▶ [Assignment]: Return every line in the entries below where the word "overwritten" shows up.

╭─ Supplied entries

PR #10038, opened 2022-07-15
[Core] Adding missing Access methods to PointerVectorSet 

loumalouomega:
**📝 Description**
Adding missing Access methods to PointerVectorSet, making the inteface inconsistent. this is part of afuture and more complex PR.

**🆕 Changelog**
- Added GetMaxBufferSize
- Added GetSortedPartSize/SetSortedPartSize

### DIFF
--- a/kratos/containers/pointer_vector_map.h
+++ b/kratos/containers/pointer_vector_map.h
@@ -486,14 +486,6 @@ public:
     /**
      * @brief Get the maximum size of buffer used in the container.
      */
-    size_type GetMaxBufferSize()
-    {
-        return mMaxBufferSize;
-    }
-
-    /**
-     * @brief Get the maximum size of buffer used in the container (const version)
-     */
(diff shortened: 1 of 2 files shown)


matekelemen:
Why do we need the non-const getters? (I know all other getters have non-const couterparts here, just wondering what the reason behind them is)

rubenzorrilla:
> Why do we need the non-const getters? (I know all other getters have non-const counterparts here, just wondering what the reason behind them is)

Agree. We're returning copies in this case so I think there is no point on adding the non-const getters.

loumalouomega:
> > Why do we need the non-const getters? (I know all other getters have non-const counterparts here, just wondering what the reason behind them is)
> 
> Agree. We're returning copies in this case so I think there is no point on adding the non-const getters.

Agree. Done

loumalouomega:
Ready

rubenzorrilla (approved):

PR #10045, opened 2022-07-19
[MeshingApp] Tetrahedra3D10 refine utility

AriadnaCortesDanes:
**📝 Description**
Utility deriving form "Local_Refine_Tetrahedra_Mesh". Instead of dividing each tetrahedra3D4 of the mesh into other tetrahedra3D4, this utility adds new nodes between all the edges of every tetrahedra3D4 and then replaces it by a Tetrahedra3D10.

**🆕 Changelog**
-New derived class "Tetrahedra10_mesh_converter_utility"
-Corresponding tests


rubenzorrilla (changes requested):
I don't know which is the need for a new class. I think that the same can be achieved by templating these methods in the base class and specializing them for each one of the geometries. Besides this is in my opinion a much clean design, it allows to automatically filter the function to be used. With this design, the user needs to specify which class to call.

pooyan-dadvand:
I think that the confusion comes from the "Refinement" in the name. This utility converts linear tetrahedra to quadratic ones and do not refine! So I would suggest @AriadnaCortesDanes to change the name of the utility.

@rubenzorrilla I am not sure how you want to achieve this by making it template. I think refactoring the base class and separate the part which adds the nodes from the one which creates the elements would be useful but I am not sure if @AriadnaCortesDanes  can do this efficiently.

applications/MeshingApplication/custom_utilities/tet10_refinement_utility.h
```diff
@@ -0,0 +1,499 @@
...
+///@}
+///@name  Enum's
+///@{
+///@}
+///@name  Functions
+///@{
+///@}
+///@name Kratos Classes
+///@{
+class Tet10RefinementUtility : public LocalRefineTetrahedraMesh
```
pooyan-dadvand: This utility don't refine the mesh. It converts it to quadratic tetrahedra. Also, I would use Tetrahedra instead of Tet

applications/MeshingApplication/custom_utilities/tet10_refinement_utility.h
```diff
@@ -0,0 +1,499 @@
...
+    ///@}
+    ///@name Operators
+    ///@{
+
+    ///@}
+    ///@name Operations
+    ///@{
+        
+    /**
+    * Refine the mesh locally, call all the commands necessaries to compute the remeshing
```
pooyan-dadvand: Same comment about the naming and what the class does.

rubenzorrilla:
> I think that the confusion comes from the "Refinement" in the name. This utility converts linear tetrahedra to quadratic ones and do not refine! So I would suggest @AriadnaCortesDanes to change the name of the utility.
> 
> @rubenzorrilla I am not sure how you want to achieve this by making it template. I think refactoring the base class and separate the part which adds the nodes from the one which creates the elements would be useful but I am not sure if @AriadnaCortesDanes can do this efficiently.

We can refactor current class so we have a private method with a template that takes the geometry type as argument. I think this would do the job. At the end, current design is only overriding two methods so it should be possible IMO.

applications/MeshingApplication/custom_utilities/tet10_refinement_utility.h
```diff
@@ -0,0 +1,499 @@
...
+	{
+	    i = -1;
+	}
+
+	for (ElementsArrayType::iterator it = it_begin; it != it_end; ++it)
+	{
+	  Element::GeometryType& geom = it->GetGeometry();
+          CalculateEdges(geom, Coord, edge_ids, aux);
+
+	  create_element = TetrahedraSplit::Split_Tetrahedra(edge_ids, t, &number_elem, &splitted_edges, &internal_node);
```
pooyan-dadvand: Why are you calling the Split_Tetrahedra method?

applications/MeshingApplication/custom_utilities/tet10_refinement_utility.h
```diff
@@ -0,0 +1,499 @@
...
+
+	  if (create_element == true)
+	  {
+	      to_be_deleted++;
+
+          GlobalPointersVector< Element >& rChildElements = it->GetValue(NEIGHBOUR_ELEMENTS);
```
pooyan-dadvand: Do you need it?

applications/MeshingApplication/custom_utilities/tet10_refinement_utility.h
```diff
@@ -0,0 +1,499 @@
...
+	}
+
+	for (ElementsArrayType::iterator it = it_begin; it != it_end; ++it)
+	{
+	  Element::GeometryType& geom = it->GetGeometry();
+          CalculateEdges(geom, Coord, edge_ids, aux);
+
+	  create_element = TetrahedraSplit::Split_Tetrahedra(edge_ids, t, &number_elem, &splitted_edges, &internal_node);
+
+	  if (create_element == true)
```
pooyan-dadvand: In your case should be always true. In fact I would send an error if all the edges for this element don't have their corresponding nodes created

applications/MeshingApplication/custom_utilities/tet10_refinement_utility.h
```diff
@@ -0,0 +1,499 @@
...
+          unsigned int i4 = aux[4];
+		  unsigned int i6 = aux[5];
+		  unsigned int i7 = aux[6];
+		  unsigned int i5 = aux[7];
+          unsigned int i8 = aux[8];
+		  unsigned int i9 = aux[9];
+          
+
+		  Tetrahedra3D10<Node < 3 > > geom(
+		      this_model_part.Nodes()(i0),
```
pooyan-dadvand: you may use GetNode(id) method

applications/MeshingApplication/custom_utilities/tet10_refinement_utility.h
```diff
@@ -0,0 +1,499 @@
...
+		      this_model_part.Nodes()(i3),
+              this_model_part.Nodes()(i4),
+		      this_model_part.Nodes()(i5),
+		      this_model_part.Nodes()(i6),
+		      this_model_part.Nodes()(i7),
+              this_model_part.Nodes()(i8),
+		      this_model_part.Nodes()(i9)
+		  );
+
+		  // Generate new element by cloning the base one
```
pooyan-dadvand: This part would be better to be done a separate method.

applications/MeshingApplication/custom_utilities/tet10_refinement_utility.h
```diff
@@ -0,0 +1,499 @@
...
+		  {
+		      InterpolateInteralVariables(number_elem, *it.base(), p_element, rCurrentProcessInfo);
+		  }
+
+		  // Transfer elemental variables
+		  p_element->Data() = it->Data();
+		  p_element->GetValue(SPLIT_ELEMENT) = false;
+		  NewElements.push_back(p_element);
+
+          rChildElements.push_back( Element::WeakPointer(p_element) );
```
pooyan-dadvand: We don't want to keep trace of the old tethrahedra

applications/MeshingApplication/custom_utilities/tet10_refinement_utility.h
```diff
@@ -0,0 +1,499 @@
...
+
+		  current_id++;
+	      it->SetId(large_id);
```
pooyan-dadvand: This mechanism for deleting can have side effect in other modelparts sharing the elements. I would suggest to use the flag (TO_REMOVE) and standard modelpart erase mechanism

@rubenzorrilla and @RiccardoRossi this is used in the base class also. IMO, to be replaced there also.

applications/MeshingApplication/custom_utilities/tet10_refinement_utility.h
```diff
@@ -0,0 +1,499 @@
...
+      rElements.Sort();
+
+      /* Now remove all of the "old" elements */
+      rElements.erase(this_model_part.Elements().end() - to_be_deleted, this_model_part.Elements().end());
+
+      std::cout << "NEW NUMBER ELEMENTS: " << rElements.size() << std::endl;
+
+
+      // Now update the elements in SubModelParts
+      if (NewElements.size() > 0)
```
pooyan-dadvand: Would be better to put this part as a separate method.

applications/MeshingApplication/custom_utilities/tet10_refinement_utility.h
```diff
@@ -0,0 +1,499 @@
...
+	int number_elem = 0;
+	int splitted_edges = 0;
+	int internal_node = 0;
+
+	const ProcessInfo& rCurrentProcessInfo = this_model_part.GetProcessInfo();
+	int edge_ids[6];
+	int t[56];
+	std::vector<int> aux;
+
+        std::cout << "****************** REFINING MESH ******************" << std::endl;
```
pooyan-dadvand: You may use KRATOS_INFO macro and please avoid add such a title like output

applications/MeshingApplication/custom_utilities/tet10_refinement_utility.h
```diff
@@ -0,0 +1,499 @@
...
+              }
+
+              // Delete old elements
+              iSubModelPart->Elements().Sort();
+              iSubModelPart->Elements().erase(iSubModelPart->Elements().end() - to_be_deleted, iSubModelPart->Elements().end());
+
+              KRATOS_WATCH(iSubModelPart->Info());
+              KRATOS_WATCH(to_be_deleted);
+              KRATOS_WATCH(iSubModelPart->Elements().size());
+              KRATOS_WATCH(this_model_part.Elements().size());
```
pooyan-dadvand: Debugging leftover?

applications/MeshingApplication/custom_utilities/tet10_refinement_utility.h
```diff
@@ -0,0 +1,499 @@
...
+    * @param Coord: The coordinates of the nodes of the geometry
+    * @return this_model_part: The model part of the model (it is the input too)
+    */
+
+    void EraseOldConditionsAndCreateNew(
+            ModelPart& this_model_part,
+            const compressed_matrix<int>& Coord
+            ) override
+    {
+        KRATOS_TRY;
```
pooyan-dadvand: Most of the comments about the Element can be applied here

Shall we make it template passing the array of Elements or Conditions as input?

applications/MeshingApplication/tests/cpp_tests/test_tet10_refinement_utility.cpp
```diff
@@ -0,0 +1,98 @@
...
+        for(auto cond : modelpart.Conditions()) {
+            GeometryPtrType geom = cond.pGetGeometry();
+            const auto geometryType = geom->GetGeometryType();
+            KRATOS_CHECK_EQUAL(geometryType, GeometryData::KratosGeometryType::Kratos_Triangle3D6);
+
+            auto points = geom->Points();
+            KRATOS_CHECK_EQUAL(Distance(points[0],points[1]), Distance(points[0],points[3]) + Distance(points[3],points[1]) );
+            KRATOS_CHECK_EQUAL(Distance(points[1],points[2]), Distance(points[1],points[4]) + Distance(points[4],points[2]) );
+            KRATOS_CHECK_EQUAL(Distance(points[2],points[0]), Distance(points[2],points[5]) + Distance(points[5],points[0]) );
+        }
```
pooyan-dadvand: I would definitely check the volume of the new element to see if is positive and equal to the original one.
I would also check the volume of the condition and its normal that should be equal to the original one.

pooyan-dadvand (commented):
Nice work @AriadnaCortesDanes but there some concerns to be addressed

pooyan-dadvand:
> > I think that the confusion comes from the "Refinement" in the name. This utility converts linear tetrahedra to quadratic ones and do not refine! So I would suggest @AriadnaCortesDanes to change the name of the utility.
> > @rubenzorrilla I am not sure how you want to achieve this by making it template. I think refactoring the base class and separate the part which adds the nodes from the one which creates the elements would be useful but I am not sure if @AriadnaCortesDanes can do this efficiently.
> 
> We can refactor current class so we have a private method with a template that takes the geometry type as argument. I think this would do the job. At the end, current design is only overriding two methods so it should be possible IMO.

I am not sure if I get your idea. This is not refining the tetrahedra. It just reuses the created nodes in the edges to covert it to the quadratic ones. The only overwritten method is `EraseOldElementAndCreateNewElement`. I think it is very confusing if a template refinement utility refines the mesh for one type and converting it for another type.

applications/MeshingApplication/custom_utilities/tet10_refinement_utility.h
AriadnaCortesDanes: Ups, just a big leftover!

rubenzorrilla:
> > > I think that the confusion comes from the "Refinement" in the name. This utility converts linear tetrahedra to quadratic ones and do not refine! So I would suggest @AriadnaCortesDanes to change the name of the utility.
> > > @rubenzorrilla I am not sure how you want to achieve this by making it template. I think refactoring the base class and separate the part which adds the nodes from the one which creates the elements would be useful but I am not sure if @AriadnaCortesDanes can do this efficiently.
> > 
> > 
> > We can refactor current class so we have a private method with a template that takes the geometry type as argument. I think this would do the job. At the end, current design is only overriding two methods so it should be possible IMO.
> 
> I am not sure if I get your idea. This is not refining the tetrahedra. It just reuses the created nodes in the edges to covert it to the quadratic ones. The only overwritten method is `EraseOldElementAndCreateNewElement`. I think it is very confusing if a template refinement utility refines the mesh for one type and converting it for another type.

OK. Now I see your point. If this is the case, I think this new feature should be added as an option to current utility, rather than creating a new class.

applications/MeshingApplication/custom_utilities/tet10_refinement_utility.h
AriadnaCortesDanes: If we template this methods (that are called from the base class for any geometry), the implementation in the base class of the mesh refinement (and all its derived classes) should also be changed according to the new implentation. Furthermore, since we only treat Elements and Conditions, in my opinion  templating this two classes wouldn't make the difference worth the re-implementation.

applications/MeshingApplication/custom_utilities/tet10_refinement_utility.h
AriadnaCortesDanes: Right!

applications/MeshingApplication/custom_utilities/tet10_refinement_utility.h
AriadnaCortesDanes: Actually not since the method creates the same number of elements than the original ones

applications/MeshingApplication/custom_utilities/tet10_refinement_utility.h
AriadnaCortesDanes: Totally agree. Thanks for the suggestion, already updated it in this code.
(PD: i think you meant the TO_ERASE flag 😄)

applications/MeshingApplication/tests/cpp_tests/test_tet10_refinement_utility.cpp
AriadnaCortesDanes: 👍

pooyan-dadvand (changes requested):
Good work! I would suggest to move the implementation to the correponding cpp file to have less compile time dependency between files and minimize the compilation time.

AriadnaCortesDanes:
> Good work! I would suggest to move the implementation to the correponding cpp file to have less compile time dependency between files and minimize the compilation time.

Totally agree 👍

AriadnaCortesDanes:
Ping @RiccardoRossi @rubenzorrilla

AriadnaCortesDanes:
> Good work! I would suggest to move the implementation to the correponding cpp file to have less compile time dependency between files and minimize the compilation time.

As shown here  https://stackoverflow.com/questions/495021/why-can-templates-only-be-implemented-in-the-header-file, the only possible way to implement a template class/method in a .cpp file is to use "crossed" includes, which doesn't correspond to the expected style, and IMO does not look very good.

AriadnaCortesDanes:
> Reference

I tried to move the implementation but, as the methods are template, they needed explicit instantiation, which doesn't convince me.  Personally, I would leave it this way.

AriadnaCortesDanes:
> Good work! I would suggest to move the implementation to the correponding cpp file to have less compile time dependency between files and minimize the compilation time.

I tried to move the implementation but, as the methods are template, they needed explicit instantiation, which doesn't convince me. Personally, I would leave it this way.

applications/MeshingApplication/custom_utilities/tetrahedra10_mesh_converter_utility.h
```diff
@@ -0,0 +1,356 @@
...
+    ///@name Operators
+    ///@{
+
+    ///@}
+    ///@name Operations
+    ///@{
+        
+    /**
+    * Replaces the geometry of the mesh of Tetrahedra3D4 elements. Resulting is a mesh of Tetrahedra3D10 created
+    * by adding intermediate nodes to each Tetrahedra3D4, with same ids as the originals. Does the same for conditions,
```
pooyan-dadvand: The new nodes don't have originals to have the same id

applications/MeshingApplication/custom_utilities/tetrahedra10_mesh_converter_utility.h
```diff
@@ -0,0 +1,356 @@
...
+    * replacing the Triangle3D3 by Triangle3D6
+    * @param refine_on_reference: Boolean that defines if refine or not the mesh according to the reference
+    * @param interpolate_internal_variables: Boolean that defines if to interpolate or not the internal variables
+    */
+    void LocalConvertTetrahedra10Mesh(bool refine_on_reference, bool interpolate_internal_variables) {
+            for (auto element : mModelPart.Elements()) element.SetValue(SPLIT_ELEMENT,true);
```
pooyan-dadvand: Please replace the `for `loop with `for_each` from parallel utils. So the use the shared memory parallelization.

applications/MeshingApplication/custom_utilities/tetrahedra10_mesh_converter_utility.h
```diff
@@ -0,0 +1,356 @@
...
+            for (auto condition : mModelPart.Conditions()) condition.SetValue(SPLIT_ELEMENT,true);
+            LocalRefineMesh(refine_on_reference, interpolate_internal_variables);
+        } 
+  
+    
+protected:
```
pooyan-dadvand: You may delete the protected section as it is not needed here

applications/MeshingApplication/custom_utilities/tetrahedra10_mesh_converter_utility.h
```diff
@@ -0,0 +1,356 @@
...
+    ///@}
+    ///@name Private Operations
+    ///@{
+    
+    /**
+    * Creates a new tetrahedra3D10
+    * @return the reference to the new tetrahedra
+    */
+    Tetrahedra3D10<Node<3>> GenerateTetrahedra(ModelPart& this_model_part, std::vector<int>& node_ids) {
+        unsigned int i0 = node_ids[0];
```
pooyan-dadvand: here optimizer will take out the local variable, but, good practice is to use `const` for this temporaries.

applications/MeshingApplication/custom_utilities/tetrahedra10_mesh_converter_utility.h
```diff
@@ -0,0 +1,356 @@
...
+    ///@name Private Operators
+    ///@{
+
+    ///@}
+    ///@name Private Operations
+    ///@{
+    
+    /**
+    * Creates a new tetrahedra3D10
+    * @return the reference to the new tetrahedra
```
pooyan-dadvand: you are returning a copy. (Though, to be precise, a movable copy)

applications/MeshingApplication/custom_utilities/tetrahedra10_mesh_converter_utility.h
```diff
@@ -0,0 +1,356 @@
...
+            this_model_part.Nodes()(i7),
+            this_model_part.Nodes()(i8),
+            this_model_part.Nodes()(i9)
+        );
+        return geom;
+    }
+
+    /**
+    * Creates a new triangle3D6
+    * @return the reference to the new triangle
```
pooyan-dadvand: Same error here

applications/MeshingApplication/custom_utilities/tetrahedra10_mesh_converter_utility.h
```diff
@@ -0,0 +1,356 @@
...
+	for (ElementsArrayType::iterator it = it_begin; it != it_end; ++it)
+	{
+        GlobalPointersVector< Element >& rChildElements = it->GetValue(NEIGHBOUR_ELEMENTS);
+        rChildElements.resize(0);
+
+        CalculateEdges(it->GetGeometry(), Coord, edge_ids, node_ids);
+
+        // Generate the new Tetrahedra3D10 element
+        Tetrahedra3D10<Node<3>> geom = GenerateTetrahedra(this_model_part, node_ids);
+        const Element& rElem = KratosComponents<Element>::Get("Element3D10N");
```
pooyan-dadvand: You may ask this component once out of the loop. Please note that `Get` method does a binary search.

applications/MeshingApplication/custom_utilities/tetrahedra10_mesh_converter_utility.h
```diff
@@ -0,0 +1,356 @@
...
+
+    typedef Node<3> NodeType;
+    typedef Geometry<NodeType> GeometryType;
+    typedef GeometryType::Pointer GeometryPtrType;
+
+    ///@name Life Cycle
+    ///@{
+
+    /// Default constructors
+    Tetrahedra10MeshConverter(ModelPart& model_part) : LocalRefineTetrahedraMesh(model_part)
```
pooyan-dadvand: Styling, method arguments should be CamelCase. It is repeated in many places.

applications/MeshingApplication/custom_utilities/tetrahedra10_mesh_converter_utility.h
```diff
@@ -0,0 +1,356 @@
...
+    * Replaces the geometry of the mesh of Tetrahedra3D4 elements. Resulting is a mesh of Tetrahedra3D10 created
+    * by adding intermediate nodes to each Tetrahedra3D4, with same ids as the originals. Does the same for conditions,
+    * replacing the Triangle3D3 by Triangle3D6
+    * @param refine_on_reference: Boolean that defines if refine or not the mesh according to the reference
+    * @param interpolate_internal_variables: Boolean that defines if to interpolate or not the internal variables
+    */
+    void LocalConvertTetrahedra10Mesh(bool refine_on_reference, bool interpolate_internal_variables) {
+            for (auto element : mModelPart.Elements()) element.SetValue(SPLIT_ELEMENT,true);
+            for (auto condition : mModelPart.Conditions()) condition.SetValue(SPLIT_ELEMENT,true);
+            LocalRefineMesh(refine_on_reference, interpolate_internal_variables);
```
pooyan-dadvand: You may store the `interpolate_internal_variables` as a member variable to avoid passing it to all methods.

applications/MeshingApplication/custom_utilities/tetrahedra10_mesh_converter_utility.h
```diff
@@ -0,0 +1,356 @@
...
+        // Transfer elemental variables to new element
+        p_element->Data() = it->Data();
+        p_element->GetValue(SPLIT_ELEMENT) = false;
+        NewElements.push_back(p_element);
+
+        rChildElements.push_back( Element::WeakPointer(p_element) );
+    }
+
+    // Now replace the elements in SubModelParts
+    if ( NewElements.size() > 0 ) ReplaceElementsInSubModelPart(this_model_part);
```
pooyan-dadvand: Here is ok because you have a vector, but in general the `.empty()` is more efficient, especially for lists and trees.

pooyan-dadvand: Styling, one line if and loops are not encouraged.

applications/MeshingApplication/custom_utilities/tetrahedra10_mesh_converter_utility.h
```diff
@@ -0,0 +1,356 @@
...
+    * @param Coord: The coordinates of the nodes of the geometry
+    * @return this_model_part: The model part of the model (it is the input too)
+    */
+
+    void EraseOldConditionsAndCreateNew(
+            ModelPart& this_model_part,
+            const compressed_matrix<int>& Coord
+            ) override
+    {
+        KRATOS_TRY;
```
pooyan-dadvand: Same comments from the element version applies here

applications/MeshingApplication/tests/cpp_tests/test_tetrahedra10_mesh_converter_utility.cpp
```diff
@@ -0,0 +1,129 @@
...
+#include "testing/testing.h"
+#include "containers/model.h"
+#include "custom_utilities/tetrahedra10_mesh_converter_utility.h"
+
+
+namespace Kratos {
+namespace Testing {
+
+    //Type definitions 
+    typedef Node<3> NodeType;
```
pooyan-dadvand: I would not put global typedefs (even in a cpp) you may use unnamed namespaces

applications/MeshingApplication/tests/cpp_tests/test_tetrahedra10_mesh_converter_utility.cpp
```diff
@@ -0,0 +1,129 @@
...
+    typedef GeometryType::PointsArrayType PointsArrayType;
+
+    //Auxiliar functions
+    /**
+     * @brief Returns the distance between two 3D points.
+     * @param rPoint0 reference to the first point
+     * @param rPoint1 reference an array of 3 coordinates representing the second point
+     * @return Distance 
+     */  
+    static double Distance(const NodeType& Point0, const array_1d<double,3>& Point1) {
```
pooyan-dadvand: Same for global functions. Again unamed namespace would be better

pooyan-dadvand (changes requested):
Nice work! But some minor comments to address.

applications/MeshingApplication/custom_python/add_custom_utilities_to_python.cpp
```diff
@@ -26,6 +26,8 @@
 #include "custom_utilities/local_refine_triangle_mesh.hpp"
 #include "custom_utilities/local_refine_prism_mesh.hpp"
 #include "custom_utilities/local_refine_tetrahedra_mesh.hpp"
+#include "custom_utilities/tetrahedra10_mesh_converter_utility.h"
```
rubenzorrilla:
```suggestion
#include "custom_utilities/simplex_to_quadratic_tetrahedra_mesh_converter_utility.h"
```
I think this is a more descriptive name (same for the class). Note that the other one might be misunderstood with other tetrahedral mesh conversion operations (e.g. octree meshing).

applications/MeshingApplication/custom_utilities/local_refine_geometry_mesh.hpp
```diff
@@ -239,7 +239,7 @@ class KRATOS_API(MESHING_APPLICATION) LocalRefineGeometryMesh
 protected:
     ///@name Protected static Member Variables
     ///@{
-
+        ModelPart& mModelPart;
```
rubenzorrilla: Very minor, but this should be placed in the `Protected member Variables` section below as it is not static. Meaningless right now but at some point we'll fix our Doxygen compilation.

╰─

▶ [Task output]:
I am not sure if I get your idea. This is not refining the tetrahedra. It just reuses the created nodes in the edges to covert it to the quadratic ones. The only overwritten method is `EraseOldElementAndCreateNewElement`. I think it is very confusing if a template refinement utility refines the mesh for one type and converting it for another type.
> I am not sure if I get your idea. This is not refining the tetrahedra. It just reuses the created nodes in the edges to covert it to the quadratic ones. The only overwritten method is `EraseOldElementAndCreateNewElement`. I think it is very confusing if a template refinement utility refines the mesh for one type and converting it for another type.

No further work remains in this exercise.